I’ve already had two days of coaching the women’s teams. So far they are off to a good start and are trying very hard to learn the more advanced individual skills and team concepts I’m teaching them this time. It’s difficult having such a short time to work with the teams (I’m only in Afghanistan for a month before leaving for Italy, as opposed to the two-month stints I’ve grown accustomed to in recent years) because it means moving through a lot of material fairly quickly without as much time for review as I’d like. They’re doing a great job, though, and I’m looking forward to seeing them put their new skills and knowledge to work in the games we’ll be holding on Sunday to determine the national women’s champion.

The women’s games will be the first official competition played in the brand new gymnasium Alberto had built on the Ortho Center campus.
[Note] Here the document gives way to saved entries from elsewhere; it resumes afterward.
PR #193, opened 2017-06-06
(SDK-168) Replace check:symlinks with platform independent alternative

rodjek:
Shelling out to `find` to check for symlinks won't work well for our Windows friends, so this PR replaces it with a pure Ruby implementation that works on *nix and Windows.

On Linux:
```
asmodean :1: puppet/puppetlabs-ntp git:(master)!» bundle exec rake check:symlinks
Symlink found: spec/fixtures/modules/my_ntp => /home/tsharpe/code/puppet/puppetlabs-ntp/spec/fixtures/my_ntp
Symlink found: spec/fixtures/modules/ntp => /home/tsharpe/code/puppet/puppetlabs-ntp
rake aborted!
Symlink(s) exist within this directory
```

On Windows:
```
C:\Users\tsharpe\code\puppetlabs-ntp>bundle exec rake check:symlinks
Symlink found: spec/fixtures/modules/my_ntp => C:/Users/tsharpe/code/puppetlabs-ntp/spec/fixtures/my_ntp
Symlink found: spec/fixtures/modules/ntp => C:/Users/tsharpe/code/puppetlabs-ntp
rake aborted!
Symlink(s) exist within this directory
```

### DIFF
--- a/lib/puppetlabs_spec_helper/rake_tasks.rb
+++ b/lib/puppetlabs_spec_helper/rake_tasks.rb
@@ -3,6 +3,7 @@ require 'rake'
 require 'rspec/core/rake_task'
 require 'tmpdir'
 require 'yaml'
+require 'pathname'
 
 # optional gems
 begin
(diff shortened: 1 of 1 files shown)


glennsarti:
Should there be tests for this?

Did you try this with both hard links and junctions?
https://msdn.microsoft.com/en-us/library/windows/desktop/aa365006(v=vs.85).aspx

Also here's the symlink detection code in Puppet https://github.com/puppetlabs/puppet/blob/ce5500dd660019b2be6d132b14f70baff4c553fa/lib/puppet/util/windows/file.rb#L213-L220

rodjek:
Yep, junctions are detected fine with the standard `File.symlink?` or `Pathname#symlink?`. I haven't tested hard links as the original find based implementation didn't check for them (would've needed something like `find . -type f -links +1`).

If hard links are something we want to test for, we should probably also change the name of the rake task :)

DavidS:
We specifically check for symlinks, to avoid issues on windows when cloning the repository. tbh, after the recent discoveries around junctions, I believe this to be a git bug, that it uses symlinks, and not junctions, but that's a battle I'm willing to fight.

DavidS:
https://github.com/puppetlabs/puppetlabs_spec_helper/pull/193/files#diff-c7beddb7111031927788e851096dc9deR545 excludes all `.git` directories instead of just the top-level, but I think this is fine.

He had the building constructed around the outdoor court we played on the last two years, and it is phenomenal! For the first time, the players can play at any time of day year-round, and we will be holding the competitions with an electronic scoreboard as well as visible shot and game clocks (previously we had a person keeping time with a stop watch and yelling out time remaining every few minutes. We’ve never used a shot clock). These additions may seem mundane on the surface, but they make a huge difference in adding a feeling of legitimacy to the game.

ImageThe new gym!

One other quick shout-out before I head off for a third day of practices: I had a chance to spend my second evening here catching up with two good friends and ICRC colleagues from my trip last year – Verbena Bottini and Henning Krause, whom I stayed with in Jalalabad during my first time training that team last spring. All three of us left Jalalabad just weeks before an attack on the ICRC compound in late May 2013 in which an Afghan guard was killed. Miraculously, the rest of our colleagues who were still stationed there managed to escape, but I think all three of us had similar feelings of conflict about not being there with them during such a traumatic experience. It was wonderful to see them and spend time reminiscing. Henning headed back to his current post in Tajikistan the day after we met up, so I won’t have another chance to see him before I go, but Verbena will be here in Kabul for the latter half of the month, undoubtedly yelling Italian-accented encouragement to the Jalalabad team during the men’s national tournament, as she did last year.

ImageHenning, me, Verbena

Many of you probably saw the news about the shooting of three American doctors and a nurse at a Kabul hospital yesterday. I am ok, but it was a true tragedy. Please keep the families of those lost in your thoughts.